Background: The National Center for Health Statistics conducts the National Health and Nutrition Examination Survey and other national surveys with probability-based complex sample designs. Goals of national surveys are to provide valid data for the population of the United States. Analyses of data from population surveys present unique challenges in the research process but are valuable avenues to study the health of the United States population.

 

Objective: The aim of this study was to demonstrate the importance of using complex data analysis techniques for data obtained with complex multistage sampling design and provide an example of analysis using the SPSS Complex Samples procedure.

 

Methods: Illustration of challenges and solutions specific to secondary data analysis of national databases are described using the National Health and Nutrition Examination Survey as the exemplar.

 

Results: Oversampling of small or sensitive groups provides necessary estimates of variability within small groups. Use of weights without complex samples accurately estimates population means and frequency from the sample after accounting for over- or undersampling of specific groups. Weighting alone leads to inappropriate population estimates of variability, because they are computed as if the measures were from the entire population rather than a sample in the data set.

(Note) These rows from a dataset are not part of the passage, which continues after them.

PR #2328, opened 2017-11-22
Allow crontab resource to read crontab at user specified paths.

miah:
This PR adds support for reading crontab files at user specified paths as requested in https://github.com/chef/inspec/issues/1461.

Example usage:
```
describe crontab('/etc/cron.d/some_crontab') do
  its('commands') { should include '/path/to/some/script' }
end
```

### DIFF
--- a/lib/resources/crontab.rb
+++ b/lib/resources/crontab.rb
@@ -104,7 +104,7 @@ module Inspec::Resources
     end
 
     def path?
-      @destination.include?('/')
+      @destination.to_s.include?('/')
     end
   end
 end
--- a/lib/resources/crontab.rb
+++ b/lib/resources/crontab.rb
@@ -1,5 +1,4 @@
 # encoding: utf-8
-# author: Adam Leff
 
 require 'utils/parser'
 require 'utils/filter'
--- a/lib/resources/crontab.rb
+++ b/lib/resources/crontab.rb
@@ -96,8 +96,12 @@ module Inspec::Resources
     filter.connect(self, :params)
 
     def to_s
-      @destination.nil? ? 'crontab for current user' : "crontab for user #{@destination}"
+      @destination.nil? ? 'crontab for current user' : path_or_user
     end
+
+    def path_or_user
+      pou = @destination.include?('/') ? 'path' : 'user'
+      "crontab for #{pou} #{@destination}"
     end
   end
 end
--- a/lib/resources/crontab.rb
+++ b/lib/resources/crontab.rb
@@ -100,8 +100,12 @@ module Inspec::Resources
     end
 
     def path_or_user
-      pou = @destination.include?('/') ? 'path' : 'user'
+      pou = path? ? 'path' : 'user'
       "crontab for #{pou} #{@destination}"
+    end
+
+    def path?
+      @destination.include?('/')
     end
   end
 end
--- a/lib/resources/crontab.rb
+++ b/lib/resources/crontab.rb
@@ -38,7 +38,8 @@ module Inspec::Resources
     end
 
     def read_crontab
-      inspec.command(crontab_cmd).stdout.lines.map { |l| parse_crontab_line(l) }.compact
+      ct = path? ? inspec.file(@destination).content : inspec.command(crontab_cmd).stdout
+      ct.lines.map { |l| parse_crontab_line(l) }.compact
     end
 
     def parse_crontab_line(l)
--- a/lib/resources/crontab.rb
+++ b/lib/resources/crontab.rb
@@ -31,8 +31,8 @@ module Inspec::Resources
 
     include CommentParser
 
-    def initialize(user = nil)
-      @user   = user
+    def initialize(destination = nil)
+      @destination = destination
       @params = read_crontab
 
       return skip_resource 'The `crontab` resource is not supported on your OS.' unless inspec.os.unix?
@@ -73,7 +73,7 @@ module Inspec::Resources
     end
 
     def crontab_cmd
-      @user.nil? ? 'crontab -l' : "crontab -l -u #{@user}"
+      @destination.nil? ? 'crontab -l' : "crontab -l -u #{@destination}"
     end
 
     filter = FilterTable.create
@@ -96,7 +96,8 @@ module Inspec::Resources
     filter.connect(self, :params)
 
     def to_s
-      @user.nil? ? 'crontab for current user' : "crontab for user #{@user}"
+      @destination.nil? ? 'crontab for current user' : "crontab for user #{@destination}"
+    end
     end
   end
 end
--- a/lib/resources/crontab.rb
+++ b/lib/resources/crontab.rb
@@ -24,6 +24,10 @@ module Inspec::Resources
       describe crontab.where { command =~ /a partial command string/ } do
         its('entries.length') { should cmp 1 }
       end
+
+      describe crontab('/etc/cron.d/some_crontab') do
+        its('commands') { should include '/path/to/some/script' }
+      end
     "
 
     attr_reader :params
--- a/lib/resources/crontab.rb
+++ b/lib/resources/crontab.rb
@@ -44,7 +44,7 @@ module Inspec::Resources
     end
 
     def read_crontab
-      ct = path? ? inspec.file(@destination).content : inspec.command(crontab_cmd).stdout
+      ct = @path.nil? ? inspec.command(crontab_cmd).stdout : inspec.file(@path).content
       ct.lines.map { |l| parse_crontab_line(l) }.compact
     end
 
--- a/lib/resources/crontab.rb
+++ b/lib/resources/crontab.rb
@@ -8,7 +8,7 @@ module Inspec::Resources
     name 'crontab'
     desc 'Use the crontab InSpec audit resource to test the contents of the crontab for a given user which contains information about scheduled tasks owned by that user.'
     example "
-      describe crontab({user:'root'}) do
+      describe crontab({user: 'root'}) do
         its('commands') { should include '/path/to/some/script' }
       end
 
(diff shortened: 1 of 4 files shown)


lib/resources/crontab.rb
```diff
@@ -96,7 +100,16 @@ def crontab_cmd
     filter.connect(self, :params)
 
     def to_s
-      @user.nil? ? 'crontab for current user' : "crontab for user #{@user}"
+      @destination.nil? ? 'crontab for current user' : path_or_user
+    end
+
+    def path_or_user
```
adamleff: We should probably make this a private method.

lib/resources/crontab.rb
```diff
@@ -73,7 +77,7 @@ def parse_crontab_line(l)
     end
 
     def crontab_cmd
-      @user.nil? ? 'crontab -l' : "crontab -l -u #{@user}"
+      @destination.nil? ? 'crontab -l' : "crontab -l -u #{@destination}"
```
adamleff: I don't think this works... `-u` specifically takes a user. On a stock Ubuntu 16.04 box, which has a `/etc/cron.d/mdadm` file, `crontab -l -u /etc/cron.d/mdadm` fails. I think you just need to read in the file.

lib/resources/crontab.rb
```diff
@@ -25,21 +24,26 @@ class Crontab < Inspec.resource(1)
...
+      @destination = destination
       @params = read_crontab
 
       return skip_resource 'The `crontab` resource is not supported on your OS.' unless inspec.os.unix?
     end
 
     def read_crontab
-      inspec.command(crontab_cmd).stdout.lines.map { |l| parse_crontab_line(l) }.compact
+      ct = path? ? inspec.file(@destination).content : inspec.command(crontab_cmd).stdout
+      ct.lines.map { |l| parse_crontab_line(l) }.compact
```
adamleff: Non-user crontabs, such as those in `/etc/cron.d` follow a different format. Specifically, before the command, there is another field for the user via which the command should be run. We'd need to adapt the resource to handle that new format for non-user crontabs.

test/unit/mock/files/crondotd
```diff
@@ -0,0 +1,10 @@
+#
```
adamleff, line 1: I think we need to provide a better mock file that has users in it. Here's the contents of the `/etc/cron.d/mdadm` file from the Ubuntu vagrant box I just spun up:

```
#
# cron.d/mdadm -- schedules periodic redundancy checks of MD devices
#
# Copyright © martin f. krafft <madduck@madduck.net>
# distributed under the terms of the Artistic Licence 2.0
#

# By default, run at 00:57 on every Sunday, but do nothing unless the day of
# the month is less than or equal to 7. Thus, only run on the first Sunday of
# each month. crontab(5) sucks, unfortunately, in this regard; therefore this
# hack (see #380425).
57 0 * * 0 root if [ -x /usr/share/mdadm/checkarray ] && [ $(date +\%d) -le 7 ]; then /usr/share/mdadm/checkarray --cron --all --idle --quiet; fi
```

adamleff (changes requested):
Hi @miah! I love that we're enhancing this resource. However, I think some incorrect assumptions were made regarding the format of non-user crontab files and how they can be read in. Perhaps I tested on a different OS than you did, so I'm happy to be wrong about this as well.

lib/resources/crontab.rb
```diff
@@ -25,21 +24,26 @@ class Crontab < Inspec.resource(1)
...
+      end
     "
 
     attr_reader :params
 
     include CommentParser
 
-    def initialize(user = nil)
-      @user   = user
+    def initialize(destination = nil)
```
chris-rock: I am a little bit unsure about the overloading of the destination. It can be a user name or a path. Wouldn't it be cleaner to use something like:
`describe crontab({path: '/etc/cron.d/some_crontab'})` and `describe crontab({user: 'chris'})`

test/unit/mock/files/crondotd
miah: Thanks, my precise64 doesn't have this; even after I installed mdadm. =)

lib/resources/crontab.rb
miah: Yes will do!

miah:
This PR updates the crontab resource to parse system and user crontab files. To parse a system crontab file pass a `{path: '/some/path'}` to the resource. The resource still accepts a user passed in as a string `describe crontab('root')`. You may now match against the `user` field.

```
describe crontab({user: 'root'}) do
  its('commands') { should include '/path/to/some/script' }
  its('user') { should be 'root' }
end

describe crontab({path: '/etc/cron.d/some_crontab'}) do
  its('commands') { should include '/path/to/some/script' }
end
```

lib/resources/crontab.rb
```diff
@@ -1,15 +1,15 @@
 # encoding: utf-8
-# author: Adam Leff
 
 require 'utils/parser'
 require 'utils/filter'
 
+# rubocop:disable Metrics/ClassLength
```
adamleff: To be consistent with the way we disable in other files, can you please move this to the class definition itself?

```ruby
class Crontab < Inspec.resource(1) # rubocop:disable Metrics/ClassLength
```

lib/resources/crontab.rb
```diff
@@ -1,15 +1,15 @@
...
 module Inspec::Resources
   class Crontab < Inspec.resource(1)
     name 'crontab'
     desc 'Use the crontab InSpec audit resource to test the contents of the crontab for a given user which contains information about scheduled tasks owned by that user.'
     example "
-      describe crontab('root') do
+      describe crontab({user: 'root'}) do
```
adamleff: The `{ }` braces aren't necessary, Ruby will happily see that you're passing in a hash if you use the 2.0-and-greater syntax like you're doing:

```ruby
describe crontab(user: 'root') do
```

lib/resources/crontab.rb
```diff
@@ -25,51 +25,35 @@ class Crontab < Inspec.resource(1)
       describe crontab.where { command =~ /a partial command string/ } do
         its('entries.length') { should cmp 1 }
       end
+
+      describe crontab({path: '/etc/cron.d/some_crontab'}) do
```
adamleff: Same here, unnecessary `{ }` characters :)

lib/resources/crontab.rb
```diff
@@ -25,51 +25,35 @@ class Crontab < Inspec.resource(1)
...
     "
 
     attr_reader :params
 
     include CommentParser
 
-    def initialize(user = nil)
-      @user   = user
+    def initialize(opts = {})
+      Hash[opts.map { |k, v| [k.to_sym, v] }] if opts.respond_to?(:fetch)
```
adamleff: We're doing a check to see if it's a Hash on each of these 3 lines, so can we consolidate it so it reads a bit more clearly?

```ruby
if opts.respond_to?(:fetch)
  # user supplied a Hash containing options
  @user = opts[:user]
  @path = opts[:path]
else
  # user passed in a string, and the prior behavior only supported
  # user crontabs, so assume they're supplying a user.
  @user = opts
  @path = nil
end
```

lib/resources/crontab.rb
```diff
@@ -25,51 +25,35 @@ class Crontab < Inspec.resource(1)
...
+      @user = opts.respond_to?(:fetch) ? opts.fetch(:user, nil) : opts
+      @path = opts.fetch(:path, nil) if opts.respond_to?(:fetch)
       @params = read_crontab
 
       return skip_resource 'The `crontab` resource is not supported on your OS.' unless inspec.os.unix?
     end
 
     def read_crontab
-      inspec.command(crontab_cmd).stdout.lines.map { |l| parse_crontab_line(l) }.compact
+      ct = @path.nil? ? inspec.command(crontab_cmd).stdout : inspec.file(@path).content
```
adamleff: We do the `@path.nil?` check a few times. What do you think about adding a helper method or to?

```ruby
def is_system_crontab?
  !@path.nil?
end

def is_user_crontab?
  !@user.nil?
end
```

We could use that here, in the `to_s` method, and in `parse_crontab_line`.

lib/resources/crontab.rb
```diff
@@ -25,51 +25,35 @@ class Crontab < Inspec.resource(1)
...
 
-    def initialize(user = nil)
-      @user   = user
+    def initialize(opts = {})
+      Hash[opts.map { |k, v| [k.to_sym, v] }] if opts.respond_to?(:fetch)
+      @user = opts.respond_to?(:fetch) ? opts.fetch(:user, nil) : opts
+      @path = opts.fetch(:path, nil) if opts.respond_to?(:fetch)
       @params = read_crontab
 
       return skip_resource 'The `crontab` resource is not supported on your OS.' unless inspec.os.unix?
```
adamleff: While you're in here, can you change this to raise an exception?

```ruby
raise Inspec::Exceptions::ResourceSkipped, 'The `crontab` resource is not supported on your OS.' unless inspec.os.unix?
```

And we should also add an exception if the user didn't supply us enough information (i.e. they gave us a hash that contains neither user or path):

```ruby
raise Inspec::Exceptions::ResourceFailed, "A user or path must be supplied" if @user.nil? && @path.nil?
```

adamleff (changes requested):
@miah nice work! A couple of clean-up items and I think this will be ready to go.

miah:
Hi,

I have addressed that list of clean up items. Please let me know if there is anything else I should consider. =)

adamleff (approved):
Alright, @miah! This looks great. Conditionally approved pending green tests after a rebase once we square away the unrelated Train issue.

lib/resources/crontab.rb
```diff
@@ -25,51 +24,40 @@ class Crontab < Inspec.resource(1)
       describe crontab.where { command =~ /a partial command string/ } do
         its('entries.length') { should cmp 1 }
       end
+
+      describe crontab(path: '/etc/cron.d/some_crontab') do
```
arlimus, line 28: love the new options specification!

arlimus (approved):
What a wonderful improvement and update, thank you so much @miah !! 😄 

Kudos Adam for your guidance as well :)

The SPSS Complex Samples procedure allows inclusion of all sampling design elements, stratification, clusters, and weights.

 

Discussion: Use of national data sets allows use of extensive, expensive, and well-documented survey data for exploratory questions but limits analysis to those variables included in the data set. The large sample permits examination of multiple predictors and interactive relationships. Merging data files, availability of data in several waves of surveys, and complex sampling are techniques used to provide a representative sample but present unique challenges. In sophisticated data analysis techniques, use of these data is optimized.